■ WHAT YOU HAVE TO DO ■
Transcribe, word for word and without additions, each line below from the one containing "--- a/src/infra/install-flow.test.ts" through the one containing "Provider-owned read gate requires", both ends included.

++++ MATERIAL PROVIDED ++++

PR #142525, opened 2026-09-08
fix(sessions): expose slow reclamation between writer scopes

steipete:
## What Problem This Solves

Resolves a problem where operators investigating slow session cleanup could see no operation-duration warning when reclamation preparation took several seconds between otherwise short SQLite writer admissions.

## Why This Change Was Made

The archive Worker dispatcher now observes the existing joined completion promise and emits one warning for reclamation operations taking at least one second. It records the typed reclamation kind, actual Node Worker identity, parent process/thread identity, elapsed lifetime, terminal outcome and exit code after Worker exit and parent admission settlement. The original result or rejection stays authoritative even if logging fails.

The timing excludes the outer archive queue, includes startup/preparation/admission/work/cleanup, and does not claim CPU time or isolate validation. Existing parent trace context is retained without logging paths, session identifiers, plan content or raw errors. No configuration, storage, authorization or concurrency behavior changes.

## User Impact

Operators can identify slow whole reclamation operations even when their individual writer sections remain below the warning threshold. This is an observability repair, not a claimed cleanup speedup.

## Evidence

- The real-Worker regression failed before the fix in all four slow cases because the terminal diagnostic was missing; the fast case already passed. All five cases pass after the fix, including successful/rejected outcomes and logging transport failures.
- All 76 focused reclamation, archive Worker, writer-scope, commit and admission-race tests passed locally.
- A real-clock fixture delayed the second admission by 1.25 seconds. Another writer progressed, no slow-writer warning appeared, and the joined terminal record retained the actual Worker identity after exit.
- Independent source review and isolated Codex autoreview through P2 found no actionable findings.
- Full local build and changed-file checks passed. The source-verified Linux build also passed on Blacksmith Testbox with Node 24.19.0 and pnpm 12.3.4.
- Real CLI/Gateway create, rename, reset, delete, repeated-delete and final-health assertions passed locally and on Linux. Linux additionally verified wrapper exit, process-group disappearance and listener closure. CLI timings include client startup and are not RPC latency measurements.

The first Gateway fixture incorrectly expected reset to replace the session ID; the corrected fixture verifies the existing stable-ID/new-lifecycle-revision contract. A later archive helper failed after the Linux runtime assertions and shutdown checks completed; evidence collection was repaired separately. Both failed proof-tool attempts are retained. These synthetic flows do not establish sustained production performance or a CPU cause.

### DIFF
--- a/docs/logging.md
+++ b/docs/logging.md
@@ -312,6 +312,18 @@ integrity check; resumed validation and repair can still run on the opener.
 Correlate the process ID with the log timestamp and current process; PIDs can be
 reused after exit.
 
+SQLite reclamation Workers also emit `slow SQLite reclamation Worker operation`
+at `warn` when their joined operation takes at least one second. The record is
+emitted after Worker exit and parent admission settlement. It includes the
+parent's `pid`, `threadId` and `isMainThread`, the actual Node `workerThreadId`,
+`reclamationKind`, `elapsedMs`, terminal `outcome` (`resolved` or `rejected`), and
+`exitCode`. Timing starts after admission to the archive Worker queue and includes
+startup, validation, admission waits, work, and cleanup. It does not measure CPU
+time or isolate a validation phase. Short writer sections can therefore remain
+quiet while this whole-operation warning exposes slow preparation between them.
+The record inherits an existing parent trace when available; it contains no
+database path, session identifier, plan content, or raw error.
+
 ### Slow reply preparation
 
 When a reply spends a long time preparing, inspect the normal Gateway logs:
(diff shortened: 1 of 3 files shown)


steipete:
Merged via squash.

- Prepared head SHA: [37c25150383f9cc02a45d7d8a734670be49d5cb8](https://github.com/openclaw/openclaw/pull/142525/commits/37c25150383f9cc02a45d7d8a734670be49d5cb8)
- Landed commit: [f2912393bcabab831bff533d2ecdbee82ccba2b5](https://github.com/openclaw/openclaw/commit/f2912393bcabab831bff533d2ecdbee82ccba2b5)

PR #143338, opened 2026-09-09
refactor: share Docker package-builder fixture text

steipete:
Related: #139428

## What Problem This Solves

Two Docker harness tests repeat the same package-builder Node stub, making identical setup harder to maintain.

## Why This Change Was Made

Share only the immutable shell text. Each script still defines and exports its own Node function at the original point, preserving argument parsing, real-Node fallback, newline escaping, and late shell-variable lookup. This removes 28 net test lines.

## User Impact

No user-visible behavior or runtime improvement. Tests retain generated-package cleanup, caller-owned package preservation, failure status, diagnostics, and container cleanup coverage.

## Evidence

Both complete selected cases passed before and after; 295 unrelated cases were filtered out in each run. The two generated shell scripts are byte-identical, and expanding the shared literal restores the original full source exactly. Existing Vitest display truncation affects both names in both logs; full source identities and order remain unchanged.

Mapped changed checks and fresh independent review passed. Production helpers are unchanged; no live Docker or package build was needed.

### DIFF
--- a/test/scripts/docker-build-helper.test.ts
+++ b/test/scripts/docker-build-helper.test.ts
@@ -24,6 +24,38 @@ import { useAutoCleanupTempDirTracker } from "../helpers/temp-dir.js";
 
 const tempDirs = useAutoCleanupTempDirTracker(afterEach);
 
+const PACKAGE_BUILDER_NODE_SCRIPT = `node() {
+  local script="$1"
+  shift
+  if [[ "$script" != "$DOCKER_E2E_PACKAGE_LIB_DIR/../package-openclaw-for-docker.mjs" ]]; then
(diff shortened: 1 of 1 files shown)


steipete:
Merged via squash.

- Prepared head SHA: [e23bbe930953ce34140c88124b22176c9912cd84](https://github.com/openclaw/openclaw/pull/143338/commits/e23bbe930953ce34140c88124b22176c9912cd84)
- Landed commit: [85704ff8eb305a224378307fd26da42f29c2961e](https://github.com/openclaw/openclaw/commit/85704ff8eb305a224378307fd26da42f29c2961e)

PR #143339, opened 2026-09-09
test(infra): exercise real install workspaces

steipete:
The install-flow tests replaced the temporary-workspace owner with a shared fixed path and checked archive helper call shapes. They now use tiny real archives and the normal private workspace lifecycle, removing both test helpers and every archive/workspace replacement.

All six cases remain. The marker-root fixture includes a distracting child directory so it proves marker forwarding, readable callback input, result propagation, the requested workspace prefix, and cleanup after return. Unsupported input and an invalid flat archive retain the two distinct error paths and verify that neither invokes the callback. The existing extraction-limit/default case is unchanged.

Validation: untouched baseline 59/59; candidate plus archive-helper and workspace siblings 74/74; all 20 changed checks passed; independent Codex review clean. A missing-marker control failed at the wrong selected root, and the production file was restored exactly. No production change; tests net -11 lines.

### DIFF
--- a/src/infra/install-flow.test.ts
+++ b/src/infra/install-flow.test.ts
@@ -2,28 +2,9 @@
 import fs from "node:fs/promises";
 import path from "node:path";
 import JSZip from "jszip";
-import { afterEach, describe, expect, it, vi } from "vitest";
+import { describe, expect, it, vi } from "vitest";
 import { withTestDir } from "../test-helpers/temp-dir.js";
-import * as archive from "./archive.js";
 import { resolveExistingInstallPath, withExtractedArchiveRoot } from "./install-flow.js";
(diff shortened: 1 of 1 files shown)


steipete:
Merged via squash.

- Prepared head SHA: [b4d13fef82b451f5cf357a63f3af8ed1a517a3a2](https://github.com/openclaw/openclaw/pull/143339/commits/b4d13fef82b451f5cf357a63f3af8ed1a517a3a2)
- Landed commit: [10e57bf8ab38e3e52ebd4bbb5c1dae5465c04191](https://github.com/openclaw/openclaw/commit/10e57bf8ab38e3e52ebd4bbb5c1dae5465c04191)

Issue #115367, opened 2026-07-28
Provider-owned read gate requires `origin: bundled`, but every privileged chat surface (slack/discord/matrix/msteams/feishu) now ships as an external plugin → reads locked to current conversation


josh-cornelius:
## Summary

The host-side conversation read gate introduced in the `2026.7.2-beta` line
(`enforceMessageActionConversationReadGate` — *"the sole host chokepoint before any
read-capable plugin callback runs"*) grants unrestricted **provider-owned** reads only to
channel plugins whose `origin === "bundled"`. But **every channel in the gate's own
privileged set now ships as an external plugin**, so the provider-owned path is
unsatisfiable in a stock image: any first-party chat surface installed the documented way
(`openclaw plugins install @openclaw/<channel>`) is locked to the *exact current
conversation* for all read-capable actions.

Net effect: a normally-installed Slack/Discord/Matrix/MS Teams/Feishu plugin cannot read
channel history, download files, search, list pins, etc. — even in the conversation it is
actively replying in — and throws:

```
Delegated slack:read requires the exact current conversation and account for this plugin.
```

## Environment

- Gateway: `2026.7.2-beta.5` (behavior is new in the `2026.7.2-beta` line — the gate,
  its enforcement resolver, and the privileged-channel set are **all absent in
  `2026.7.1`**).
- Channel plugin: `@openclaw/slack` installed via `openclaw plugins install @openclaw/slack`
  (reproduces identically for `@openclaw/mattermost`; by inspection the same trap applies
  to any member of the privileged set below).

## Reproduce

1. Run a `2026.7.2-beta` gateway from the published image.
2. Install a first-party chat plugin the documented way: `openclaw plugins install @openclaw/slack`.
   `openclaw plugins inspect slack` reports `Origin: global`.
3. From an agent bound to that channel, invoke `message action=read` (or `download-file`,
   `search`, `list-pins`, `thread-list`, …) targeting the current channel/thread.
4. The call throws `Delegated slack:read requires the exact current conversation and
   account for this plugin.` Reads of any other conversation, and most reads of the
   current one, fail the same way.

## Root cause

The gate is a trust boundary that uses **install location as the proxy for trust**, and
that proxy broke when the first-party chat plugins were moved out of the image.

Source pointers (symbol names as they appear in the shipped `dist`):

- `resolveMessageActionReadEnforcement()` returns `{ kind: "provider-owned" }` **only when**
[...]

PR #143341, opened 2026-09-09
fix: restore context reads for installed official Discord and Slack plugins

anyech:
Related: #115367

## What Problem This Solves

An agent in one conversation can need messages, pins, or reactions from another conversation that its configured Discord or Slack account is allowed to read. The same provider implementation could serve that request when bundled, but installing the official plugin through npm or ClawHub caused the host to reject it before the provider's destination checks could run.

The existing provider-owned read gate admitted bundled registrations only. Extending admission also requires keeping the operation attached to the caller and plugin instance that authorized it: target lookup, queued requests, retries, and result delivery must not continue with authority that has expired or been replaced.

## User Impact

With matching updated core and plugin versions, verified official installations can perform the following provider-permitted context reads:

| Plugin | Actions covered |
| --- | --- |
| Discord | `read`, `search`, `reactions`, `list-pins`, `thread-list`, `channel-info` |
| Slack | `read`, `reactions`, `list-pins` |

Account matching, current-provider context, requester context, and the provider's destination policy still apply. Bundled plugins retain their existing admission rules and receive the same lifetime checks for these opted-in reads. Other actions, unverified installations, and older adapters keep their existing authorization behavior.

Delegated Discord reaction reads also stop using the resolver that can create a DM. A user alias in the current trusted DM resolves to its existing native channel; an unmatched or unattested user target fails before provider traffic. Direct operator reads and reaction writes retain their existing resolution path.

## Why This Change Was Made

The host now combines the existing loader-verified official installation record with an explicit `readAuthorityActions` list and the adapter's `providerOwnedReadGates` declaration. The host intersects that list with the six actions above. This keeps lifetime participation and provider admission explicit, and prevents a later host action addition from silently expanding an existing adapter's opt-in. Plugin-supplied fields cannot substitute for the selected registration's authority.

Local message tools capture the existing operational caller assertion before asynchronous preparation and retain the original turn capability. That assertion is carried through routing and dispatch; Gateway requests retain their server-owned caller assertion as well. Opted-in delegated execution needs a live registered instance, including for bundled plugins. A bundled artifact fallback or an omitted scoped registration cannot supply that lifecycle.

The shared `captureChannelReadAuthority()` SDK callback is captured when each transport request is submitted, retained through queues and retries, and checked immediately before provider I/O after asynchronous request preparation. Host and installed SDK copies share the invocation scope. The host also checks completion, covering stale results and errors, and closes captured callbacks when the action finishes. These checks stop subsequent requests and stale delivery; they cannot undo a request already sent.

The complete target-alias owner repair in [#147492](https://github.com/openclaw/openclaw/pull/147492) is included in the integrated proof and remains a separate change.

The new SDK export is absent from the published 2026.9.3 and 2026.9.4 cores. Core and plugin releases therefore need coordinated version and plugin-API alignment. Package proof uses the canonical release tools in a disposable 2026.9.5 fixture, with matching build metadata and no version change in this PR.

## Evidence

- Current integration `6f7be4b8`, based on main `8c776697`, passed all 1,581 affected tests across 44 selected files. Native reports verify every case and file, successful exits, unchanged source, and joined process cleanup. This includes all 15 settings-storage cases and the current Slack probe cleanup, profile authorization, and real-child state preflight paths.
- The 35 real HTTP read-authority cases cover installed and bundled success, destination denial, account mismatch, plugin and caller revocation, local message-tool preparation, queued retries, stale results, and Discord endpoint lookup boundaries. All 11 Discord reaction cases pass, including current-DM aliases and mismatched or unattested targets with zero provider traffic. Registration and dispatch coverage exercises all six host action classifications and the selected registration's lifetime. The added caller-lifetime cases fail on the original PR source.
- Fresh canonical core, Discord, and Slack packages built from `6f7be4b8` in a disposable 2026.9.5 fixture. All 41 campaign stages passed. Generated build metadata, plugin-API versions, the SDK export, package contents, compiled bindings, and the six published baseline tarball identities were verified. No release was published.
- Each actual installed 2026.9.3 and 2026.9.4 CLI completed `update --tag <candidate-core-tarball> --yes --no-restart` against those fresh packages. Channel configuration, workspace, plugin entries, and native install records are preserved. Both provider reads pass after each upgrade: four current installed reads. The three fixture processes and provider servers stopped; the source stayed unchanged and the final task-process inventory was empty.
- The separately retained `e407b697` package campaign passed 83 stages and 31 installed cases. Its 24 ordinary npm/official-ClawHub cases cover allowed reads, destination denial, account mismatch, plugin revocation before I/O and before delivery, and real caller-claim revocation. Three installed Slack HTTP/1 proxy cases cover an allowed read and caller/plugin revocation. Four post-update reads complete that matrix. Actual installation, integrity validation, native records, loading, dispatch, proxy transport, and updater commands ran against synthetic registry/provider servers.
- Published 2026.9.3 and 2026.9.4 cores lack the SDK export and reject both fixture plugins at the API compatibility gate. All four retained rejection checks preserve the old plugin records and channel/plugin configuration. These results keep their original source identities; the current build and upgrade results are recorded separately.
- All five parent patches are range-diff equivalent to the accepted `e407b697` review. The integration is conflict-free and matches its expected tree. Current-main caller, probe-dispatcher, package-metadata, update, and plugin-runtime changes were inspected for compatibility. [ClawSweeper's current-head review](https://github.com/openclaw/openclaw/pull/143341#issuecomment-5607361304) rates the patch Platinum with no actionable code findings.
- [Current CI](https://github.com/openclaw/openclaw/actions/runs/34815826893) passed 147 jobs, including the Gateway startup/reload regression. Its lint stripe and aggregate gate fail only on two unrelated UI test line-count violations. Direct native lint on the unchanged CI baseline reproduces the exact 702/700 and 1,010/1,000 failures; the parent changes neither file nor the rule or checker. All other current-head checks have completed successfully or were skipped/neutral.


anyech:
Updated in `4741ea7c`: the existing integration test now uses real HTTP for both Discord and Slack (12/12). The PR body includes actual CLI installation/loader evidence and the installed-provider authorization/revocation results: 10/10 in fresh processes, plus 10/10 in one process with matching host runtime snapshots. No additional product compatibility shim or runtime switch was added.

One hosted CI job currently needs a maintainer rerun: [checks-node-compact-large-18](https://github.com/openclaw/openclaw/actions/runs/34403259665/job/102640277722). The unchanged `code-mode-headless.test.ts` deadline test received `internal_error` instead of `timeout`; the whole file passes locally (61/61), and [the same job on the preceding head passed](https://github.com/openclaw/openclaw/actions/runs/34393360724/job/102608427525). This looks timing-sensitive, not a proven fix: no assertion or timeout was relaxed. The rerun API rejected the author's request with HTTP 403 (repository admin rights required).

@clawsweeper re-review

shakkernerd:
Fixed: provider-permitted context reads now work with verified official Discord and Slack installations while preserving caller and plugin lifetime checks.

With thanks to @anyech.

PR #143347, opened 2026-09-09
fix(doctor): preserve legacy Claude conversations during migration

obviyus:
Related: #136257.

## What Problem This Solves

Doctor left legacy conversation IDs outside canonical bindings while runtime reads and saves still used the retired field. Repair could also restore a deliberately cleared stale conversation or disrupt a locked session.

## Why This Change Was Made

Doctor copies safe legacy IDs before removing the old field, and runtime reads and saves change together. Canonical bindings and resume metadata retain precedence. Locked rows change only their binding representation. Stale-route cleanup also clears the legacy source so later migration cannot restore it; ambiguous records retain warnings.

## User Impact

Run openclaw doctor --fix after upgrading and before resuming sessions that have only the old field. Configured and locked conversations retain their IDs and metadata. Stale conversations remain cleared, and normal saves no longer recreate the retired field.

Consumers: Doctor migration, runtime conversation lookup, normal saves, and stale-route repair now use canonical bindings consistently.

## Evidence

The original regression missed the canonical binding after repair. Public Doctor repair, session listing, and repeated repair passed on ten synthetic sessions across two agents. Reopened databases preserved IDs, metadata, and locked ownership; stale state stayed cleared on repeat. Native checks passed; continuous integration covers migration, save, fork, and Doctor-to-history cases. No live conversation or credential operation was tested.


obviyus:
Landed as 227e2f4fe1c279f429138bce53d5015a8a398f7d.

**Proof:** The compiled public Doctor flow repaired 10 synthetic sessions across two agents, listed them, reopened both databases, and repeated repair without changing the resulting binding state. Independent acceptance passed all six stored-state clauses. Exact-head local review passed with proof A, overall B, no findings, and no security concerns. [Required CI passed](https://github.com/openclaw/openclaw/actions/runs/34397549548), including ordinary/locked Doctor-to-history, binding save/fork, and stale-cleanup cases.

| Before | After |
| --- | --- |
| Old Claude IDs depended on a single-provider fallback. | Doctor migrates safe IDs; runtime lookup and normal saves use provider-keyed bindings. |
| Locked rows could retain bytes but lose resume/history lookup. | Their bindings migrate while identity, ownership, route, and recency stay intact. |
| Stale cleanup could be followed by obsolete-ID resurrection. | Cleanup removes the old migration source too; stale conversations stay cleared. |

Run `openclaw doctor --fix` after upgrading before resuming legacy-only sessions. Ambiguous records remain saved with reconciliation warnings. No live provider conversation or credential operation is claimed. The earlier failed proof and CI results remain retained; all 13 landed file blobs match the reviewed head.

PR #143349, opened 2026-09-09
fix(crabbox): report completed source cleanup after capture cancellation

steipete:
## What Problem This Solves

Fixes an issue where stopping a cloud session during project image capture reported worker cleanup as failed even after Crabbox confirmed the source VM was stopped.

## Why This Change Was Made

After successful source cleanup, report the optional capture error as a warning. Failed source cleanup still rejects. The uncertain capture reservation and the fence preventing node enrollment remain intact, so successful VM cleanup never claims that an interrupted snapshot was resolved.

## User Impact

++++

■ TASK OUTPUT ■
--- a/src/infra/install-flow.test.ts
+++ b/src/infra/install-flow.test.ts
@@ -2,28 +2,9 @@
 import fs from "node:fs/promises";
 import path from "node:path";
 import JSZip from "jszip";
-import { afterEach, describe, expect, it, vi } from "vitest";
+import { describe, expect, it, vi } from "vitest";
 import { withTestDir } from "../test-helpers/temp-dir.js";
-import * as archive from "./archive.js";
 import { resolveExistingInstallPath, withExtractedArchiveRoot } from "./install-flow.js";
(diff shortened: 1 of 1 files shown)


steipete:
Merged via squash.

- Prepared head SHA: [b4d13fef82b451f5cf357a63f3af8ed1a517a3a2](https://github.com/openclaw/openclaw/pull/143339/commits/b4d13fef82b451f5cf357a63f3af8ed1a517a3a2)
- Landed commit: [10e57bf8ab38e3e52ebd4bbb5c1dae5465c04191](https://github.com/openclaw/openclaw/commit/10e57bf8ab38e3e52ebd4bbb5c1dae5465c04191)

Issue #115367, opened 2026-07-28
Provider-owned read gate requires `origin: bundled`, but every privileged chat surface (slack/discord/matrix/msteams/feishu) now ships as an external plugin → reads locked to current conversation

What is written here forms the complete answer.